Prior to this invention, the extraction of ketchup from the bottle has been a point of pride for some. Everyone's method is different. Some advocate jamming a butter knife into the neck of the bottle to dislodge the contents. According to its website, Heinz 57 recommends applying "a firm tap to the sweet spot on the neck of the bottle -- the "57." Our children may never have to know this trick, thanks to LiquiGlide. The super slippery, non-toxic coating keeps condiments like ketchup, mayo and mustard from sticking to the sides of glass and plastic bottles, and allows them to slip right down to the most important place: your food.
Check out the video to see how simple condiment dispensing is about to become.
Smith told Austin Carr at Fast Company that they were originally interested in applying the LiquiGlide coating to car windshields and the insides of gas or oil lines that frequently clog. We are so thankful they decided to apply this amazing technology to food. We'll never have to squeeze ketchup juice all over our backyard BBQ attire again!
National Public Radio also picked up on this story, noting that the MIT inventors had entered the annual MIT 100K Entrepreneurship competition -- and didn't win.
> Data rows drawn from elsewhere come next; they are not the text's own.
PR #331, opened 2016-06-22
bellis-core-108

ellisbenjamin:
https://namely.atlassian.net/browse/CORE-108

Conditions of Satisfaction:
- Jobvite Connector is logging number of profiles imported
- Jobvite Connector is logging number of profiles created via Namely API
- Able to report on these stats

main change is just to /models/jobvite/connection.rb 

for each profile it takes from jobvite we add a record to the ProfileImport model
```
    def import_profile(profile)
      ProfileImport.create(
        installation_id: installation_id,
        integration_id: integration_id,
        applicant_id: profile.profile_id,
        first_name: profile.first_name,
        last_name: profile.last_name,
        email: profile.email
      )
    end
```

This PR includes the already-approved code from 106, 107, and 109.


app/models/jobvite/client.rb
```diff
@@ -40,7 +40,9 @@ def initialize(connection:, start: 1)
 
       def candidates
         process_errors
-        json_response.fetch("candidates", {}).map { |hash| Candidate.new(hash) }
+        profiles = json_response.fetch("candidates", {}).map { |hash| Candidate.new(hash) }
+
+        return profiles
```
bobbytables: Why this change?

bobbytables: It's the same with the old diff I think.

app/models/jobvite/connection.rb
```diff
@@ -57,9 +57,27 @@ def required_namely_field
...
+      profiles = import_results.map do |result|
         Result.new(**result)
       end
+
+      profiles.each do |profile|
+        if profile.success?
+          import_profile(profile)
+        end
+      end
+      return profiles
```
bobbytables: Lets not use explicit returns unless we need to.

app/models/jobvite/client.rb
ellisbenjamin: Yep, you're right.  That was an artifact from a failed attempt at implementing this feature a different way.

app/services/greenhouse/candidate_import_assistant.rb
```diff
@@ -33,6 +33,18 @@ def import_candidate
...
         )
+        if @import_candidate.success?
+          emails = params[:payload][:application][:candidate][:email_addresses]
+          ProfileImport.create(
+            installation_id: connection.installation_id,
+            integration_id: connection.integration_id,
+            applicant_id: params[:payload][:application][:candidate][:id],
+            first_name: params[:payload][:application][:candidate][:first_name],
+            last_name: params[:payload][:application][:candidate][:last_name],
+            email: emails.find {|email| email["type"] == "work"}["value"]
```
bobbytables: This kinda scares me because if the email isn't found at all we're gonna be calling `nil["value"]`

app/views/admin/installations/index.html.erb
```diff
@@ -4,6 +4,7 @@
 
 <p>
   Filter by
+  <%= link_to "All", admin_installation_path(id: "") %>,
```
bobbytables: Is the `id: ""` needed?

db/migrate/20160602154525_create_profile_imports.rb
```diff
@@ -0,0 +1,15 @@
+class CreateProfileImports < ActiveRecord::Migration
+  def change
+    create_table :profile_imports do |t|
+      t.string :integration_id
+      t.integer :installation_id
```
bobbytables: These 2 should have the option `null: false` set.

app/views/admin/installations/index.html.erb
ellisbenjamin: Ah ha.. Changed to  admin_installations_path for all these links and now `id: ""` is not needed.

db/migrate/20160602154525_create_profile_imports.rb
ellisbenjamin: 👍

app/services/greenhouse/candidate_import_assistant.rb
ellisbenjamin: @bobbytables would a string of fetch('key',{}).fetch('key', 'no@email.com') or similar be an acceptable fix?

ellisbenjamin: @bobbytables         if @import_candidate.success? will return false if the email address is not present as described on line 37, so we won't reach line 37 in the event that an email is not found.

Solomon is now pursuing a graduate degree at MIT and is a research assistant in the Varanasi Research Group, a lab at MIT.
Personal goal: My goal is to develop technologies that have foreseeable future applications and the potential to sustain successful business ventures. I am a firm believer in the role of technology as a means of improving humanity and aim to leverage my experience, skills, and work ethic to drive viable technologies to the forefront.
Lab's mission: The mission of the Varanasi Research Group is to bring about transformational efficiency enhancements in various industries including energy (power generation to oil & gas to renewables), water, agriculture, transportation and electronics cooling by fundamentally altering thermal-fluid-surface interactions across multiple length and time scales. We are enabling this approach via highly interdisciplinary research focused on nanoengineered surfaces and interfaces, thermal-fluid science and new materials discovery combined with scalable nanomanufacturing for significant efficiency gains, reduction in CO2 emissions, and prevention of catastrophic failures in real industrial applications.